Sandgate Author Talk
The Very Secret Sex Lives of Medieval Women Sandgate Library Author Talk was delightful!
First of all I was surprised to find myself in the tourist booklet of What's On In Sandgate with one of my favourite photos and a great write up! Once again, the headline focusing on the sex lives and not the medieval women made me feel a little uncomfortable, but it clearly did the job because we had a completely full house!

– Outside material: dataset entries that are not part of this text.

PR #1638, opened 2022-04-06
chore: updating import paths to reduce circular dependencies

zchenwei:
#### Description of changes

There is quite amount of circular dependencies due to implicit import paths. They will affect tree shaking negatively. A good example is the newly added maplibre cannot be tree shaken correctly for Authenticator users.

***Example code with @aws-amplify/ui-react 2.15.0***

```jsx
import { Authenticator } from '@aws-amplify/ui-react';

function App() {
  return (
    <Authenticator>
      {({ signOut, user }) => (
        <main>
          <h1>Hello {user.username}</h1>
          <button onClick={signOut}>Sign out</button>
        </main>
      )}
    </Authenticator>
  );
}

export default App;
```

| Before     | After |
| ----------- | ----------- |
| Screen Shot 2022-04-07 at 12 36 17 PM | Screen Shot 2022-04-07 at 1 28 06 PM |

#### Checklist

- [x] PR description included
- [x] `yarn test` passes

---
- To see the specific tasks where the Asana app for GitHub is being used, see below:
  - https://app.asana.com/0/0/1201951124298521


packages/react/src/components/Authenticator/hooks/useFormHandlers/useFormHandlers.ts
```diff
@@ -3,7 +3,7 @@ import { useCallback } from 'react';
 import { getFormDataFromEvent } from '../../../../helpers/utils';
 import { useAuthenticator } from '../useAuthenticator';
 
-export default function useFormHandlers() {
+export function useFormHandlers() {
```
calebpollman, line 6: Curious why we need to update this from a `default` export?

packages/react/src/components/Authenticator/shared/RemoteErrorMessage.tsx
```diff
@@ -1,5 +1,5 @@
-import { useAuthenticator } from '..';
-import { Alert } from '../../..';
+import { useAuthenticator } from '../hooks/useAuthenticator';
+import { Alert } from '../../../primitives/Alert';
```
calebpollman, line 2: Is there a reason to prefer the path of `'../../../primitives/Alert'` over `'../../../primitives'` here? Asking since we are using `'../../../primitives'` in the files above, but I'm guessing it is because we are only using the `Alert` component in this file

calebpollman (commented):
Thanks for doing this @zchenwei Left some questions

packages/react/src/components/Authenticator/shared/RemoteErrorMessage.tsx
zchenwei: Yes, that's true. There should be no difference since we have defined `sideEffects` saying each primitive module is side effect free. With that, doing `'../../../primitives/xxx'` is always encouraged because importing from individual module can help skip unused modules when a bundler is doing code analysis even without providing hints via `sideEffect`

packages/react/src/components/Authenticator/hooks/useFormHandlers/useFormHandlers.ts
zchenwei: Just for consistency, the other hooks are using named export. We prefer named export because it allows us to shared the exact same name.

packages/react/src/components/Authenticator/shared/RemoteErrorMessage.tsx
calebpollman: Should we break up the grouped import statements and align the rest of the imports paths in these files for consistency? e.g.
```
import { View } from '../../../primitives/View';
import { Flex } from '../../../primitives/Flex';
```

zchenwei: For sure, I will make the updates

ErikCH (approved):
👍

dbanksdesign (approved):
While the code isn't a nice, the customer benefit is much better! LGTM!

two thumbs. up

0618 (approved):
LGTM, Thanks! 
just 2 questions:
1. Do we also want to make this change for other code outside authenticator?
2. do we need to document this somewhere, like the code standard, or you think we can just follow the code itself?

zchenwei:
> LGTM, Thanks! just 2 questions:
> 
> 1. Do we also want to make this change for other code outside authenticator?
> 2. do we need to document this somewhere, like the code standard, or you think we can just follow the code itself?

I only found the circular dependencies under Authenticator folder lol. So feel free to change it whenever we find some.

We do have a code standard doc but i don't think people reference it before coding :(

PR #1654, opened 2022-04-08
Add `nonce` prop to AmplifyProvider

joebuono:
#### Description of changes

This PR exposes the capability to add a [nonce](https://developer.mozilla.org/en-US/docs/Web/HTML/Global_attributes/nonce) to the`<style>` tag rendered by the `AmplifyProvider`:

Example:
`<AmplifyProvider nonce="randomString"/> => <style nonce="randomString">`

This will allow customers to use strict CSP rules while also using a custom theme. See the [example below](https://content-security-policy.com/examples/allow-inline-style/):

Allow Inline Styles using a Nonce

I spent quite a bit of time testing this out on the UI Docs site and NextJS example app, as well as in different browsers. I can confirm that:
- If there is a nonce in headers and it matches the nonce passed to the `<style>` tag, then those styles will get applied to the page. 
- If there is a nonce in headers but it does not match the nonce passed to the `style` tag (or if there is no nonce on the `style` tag), then the browser will log a console error and the styles will not get applied. 
- If there is not a nonce in the headers, then all styles will get applied. 

#### Checklist

- [X] PR description included
- [X] `yarn test` passes

### DIFF
--- a/.changeset/wild-comics-carry.md
+++ b/.changeset/wild-comics-carry.md
@@ -1,0 +1,5 @@
+---
+"@aws-amplify/ui-react": patch
+---
+
+Add `nonce` prop to AmplifyProvider to allow strict CSP rules
--- a/packages/react/src/components/AmplifyProvider/index.tsx
+++ b/packages/react/src/components/AmplifyProvider/index.tsx
@@ -10,12 +10,14 @@ interface AmplifyProviderProps {
   children: React.ReactNode;
   colorMode?: ColorMode;
   theme?: Theme;
+  nonce?: string;
 }
 
 export function AmplifyProvider({
   children,
   colorMode,
   theme,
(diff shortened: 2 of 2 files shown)


zchenwei (approved):
LGTM!

0618 (commented):
Do we also need to update our docs and examples so that users know to use it?

joebuono:
@0618 Yes, there is a separate Asana task to update the docs once the other security tasks are also completed.

0618 (approved):

vladpoltorin1:
hey @joebuono,
does adding static value make any sense in terms of security? The value will be the same for every request within one build..
Or is it just to make CSP work with amplify-ui and get rid of `unsafe-inline`?

PR #1655, opened 2022-04-08
fix: accessibly hide label text for CheckboxField when labelHidden is…

hbuchel:
#### Description of changes

This updates the Checkbox label to use the visuallyHidden class (ComponentClassNames.VisuallyHidden) to hide the label Text when the labelHidden prop = true. Currently, when true, it removes the label text from the DOM completely making it inaccessible.

Using the docs example, we can compare the DOM before and after.
```
<CheckboxField label="Subscribe" name="subscribe" value="yes" labelHidden={true} />
```

**Before**

Screen Shot 2022-04-08 at 2 13 06 PM

**After**
Screen Shot 2022-04-08 at 2 16 00 PM

[VoiceOver video](https://user-images.githubusercontent.com/376920/162500869-9a2013bb-5292-4295-a8cf-ee4110a7d620.mp4)

#### Checklist

- [x] PR description included
- [x] `yarn test` passes
- [x] Tests are updated

### DIFF
--- a/.changeset/lucky-cooks-shave.md
+++ b/.changeset/lucky-cooks-shave.md
@@ -1,0 +1,5 @@
+---
+"@aws-amplify/ui-react": patch
+---
+
+fix: accessibly hide label text for CheckboxField when labelHidden is…
--- a/packages/react/src/primitives/Checkbox/Checkbox.tsx
+++ b/packages/react/src/primitives/Checkbox/Checkbox.tsx
@@ -74,10 +74,12 @@ const CheckboxPrimitive: Primitive<CheckboxProps, 'input'> = (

The library staff and my hostess, Amanda, were welcoming and kind and wasted no time in offering refreshments and giving me a tour of the library. I found the best spot in the library was in one of their gorgeous red, brocade-covered armchairs looking outside through huge, arched windows while sipping coffee and chilling with a magazine. I heartily recommend it!
The library itself was not big enough to hold everyone who hoped to attend my talk, so it was relocated into the beautiful town hall right next door.
The hall had an abundance of natural light and the room retained echoes of its former use as a performing arts venue with a now-disused balcony and tiered seats overlooking the main hall, seen above.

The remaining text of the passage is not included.